The urine is bloody or of a brownish smoky color. It is of low specific gravity. It contains a very large amount of albumen, numerous hyaline, granular, epithelial, and blood casts and renal epithelium, and sometimes pus-cells. Later in the disease fatty casts are also present.

The patient soon develops dropsy, the extent of which varies in the different cases. Sometimes it involves only the face, sometimes the hands and feet, or there may be general subcutaneous oedema, serum in the serous cavities, oedema of the lungs and of the glottis. The patients lose their appetite; often there are nausea and vomiting. As a rule, there are cerebral symptoms—headache, drowsiness, stupor, delirium, muscular twitchings, convulsions, and coma. In the milder cases there will be only headache and periods of drowsiness, alternating with periods of irritability. In the severe cases there will be dyspnoea, delirium, repeated convulsions, and coma.

These are the regular symptoms of the disease—symptoms varying in their number and development with the intensity of the nephritis. In the worst cases the cerebral symptoms are developed early and the patients die at the end of a few days. In other cases the symptoms continue for months, and at the end of that time terminate either in the death or recovery of the patient. Albumen and casts in the urine may persist long after all other symptoms have disappeared. In other cases the disease runs a very mild course; the patients are not at any time seriously ill, and they recover completely at the end of two or three weeks. In still other cases the acute inflammation is succeeded by chronic diffuse nephritis. Relapses and repeated attacks of the disease occur in some persons.
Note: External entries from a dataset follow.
PR #14996, opened 2025-11-03
[Fix] Missing or incorrect filter maps for document download

### LINKED ISSUE #14791: 🐛 Download dataset inconsistent across tables

Does not work the same way for the users and pool candidates table

### 🕵️ Details

Spun off from the discussion here
https://github.com/GCTC-NTGC/gc-digital-talent/pull/14683#discussion_r2413754829

### 📋 Steps to Reproduce

Go to users table observe users count, then set some filters, observe users count drop.
Download dataset, open file, observe row count returns more than the filtered table count. Approximately all users

Then

Go to all candidates table, observe candidates count, then set some filters, observe candidates count drop.
Download dataset, open file, observe row count (plus header) is equal to the filtered table count. _**Not**_ all candidates

The problem then is, which way should the download dataset work? The one that works with filtering or the one that ignores filtering. 

### 📸 Screenshot

Users table

Image

Image

.
Candidates table (23 is the row count _**including**_ the headings row)
.

Image

Image

### ✅ Acceptance Criteria

- [ ] fix the filter input map
- [ ] post an issue to try to come up with a solution that doesn't require the filter input map to be maintained with future changes.

esizer:
🤖 Resolves #14791 

## 👋 Introduction

Fixes an issue where the filter maps in document generators were not updated to make new or renamed scopes from graphql.

## 🕵️ Details

Since we do the filtering in a job, we don't have `lighthouse-php` applying scopes for us. This means, we need to do all the renaming ourselves in the form of maps. Unfortunaly, this is quitebrittle and we consistnetly forgot to do so. This addresses that.

However, a better solution would be to avoid renaming any scopes in graphq. I.e

```graphql
input CurrentFilterInput {
  name: String @scope(name: "whereName")
  email: String @scope(email: "whereEmail")
}

input ProposedFilterInput {
  whereName: String @scope
  whereEmail: String @scope
}
```

## 🧪 Testing

1. Login as `admin@test.com`
2. Navigate to the tables that are affected by the changes
3. Apply the filters that were missing
4. Download a document
5. Confirm the document contains the data that was represented in the table when the filters were applied

### DIFF
--- a/api/app/Generators/UserExcelGenerator.php
+++ b/api/app/Generators/UserExcelGenerator.php
@@ -322,7 +322,6 @@ class UserExcelGenerator extends ExcelGenerator implements FileGeneratorInterfac
             'name' => 'whereName',
             'generalSearch' => 'whereGeneralSearch',
             'roles' => 'whereRoleIn',
-            'skills' => 'skillsAdditive',
 
             // Applicant filter input renames
             'equity' => 'whereEquityIn',


esizer:
> Nice adding the filters in. However, I'm still noticing the filters not being applied to the Users table when downloading full dataset 😕.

The course of the disease may be modified by complicating inflammations. Pericarditis, pleurisy, peritonitis, pneumonia, cystitis, and inflammations of the joints and muscles are not uncommon.

PROGNOSIS.—In the larger number of cases the prognosis is good. The milder cases recover after two or three weeks; more severe cases last for several months. The bad cases die at the end of a few days with cerebral symptoms, or all the symptoms continue and the patient dies at the end of several months, or they pass on to the lesions and symptoms of chronic diffuse nephritis, or they die from some complicating inflammation.

TREATMENT.—In the mild cases but little treatment is required. The patients should be kept in bed, should have a fluid diet, the bowels should be moved, and the restlessness should be quieted by the bromides, chloral hydrate, or opium. If the dropsy is a marked feature, more active purgatives are to be employed, hot-water or hot-air baths are to be used, and jaborandi may be of service. When the urine is very scanty, wet or dry cups over the region of the kidneys and hot fomentation over the same region are of much service. For the more marked cerebral symptoms treatment is not very satisfactory. As the patients get better iron and tonics are usually indicated. Great care must be used to prevent relapses. All exposure to cold must be avoided; the patient is to be kept in the house or sent to a warm climate for some time after he is apparently well. So long as albumen and casts persist in the urine the patients must not be considered well, although they may present no renal symptoms.

(2) In the second set of cases the invasion of the disease is not acute, and the symptoms may at first be so slight that the patient will hardly notice them. Usually the first symptoms are referable to the stomach. The patients lose their appetite, are troubled with nausea, and vomit occasionally. There may be a moderate amount of pain in the back, general languor, and indisposition for mental or physical work. Then they notice a change in the urine; they pass much less than before. The urine remains of its ordinary color or is a little smoky; its specific gravity is less; it contains a good deal of albumen, sometimes a little blood, and large numbers of hyaline, granular, and epithelial casts.

Dropsy makes its appearance at first in the face or feet; it may remain confined to these regions or extend to the rest of the body and become a general dropsy. The cerebral symptoms are slight—headache, irritability, drowsiness. The blood becomes thin and watery and the patients unnaturally pale. There may be dyspnoea either dropsical or nervous. The symptoms continue for weeks or months.

PROGNOSIS.—These cases, as a rule, do well, and recover at the end of a few weeks or months. But in some the symptoms continue and the patients go on to have chronic diffuse nephritis.

TREATMENT.—In the mild cases it is only necessary to keep the patients in the house, put them on a milk diet, keep the bowels open, and after a time give them iron. If the dropsy is more marked, we must try to get rid of it by cathartics, sweating, and diuretics. If the anæmia is marked, inhalations of oxygen must be combined with the administration of iron. In these cases also it is important to guard against relapses.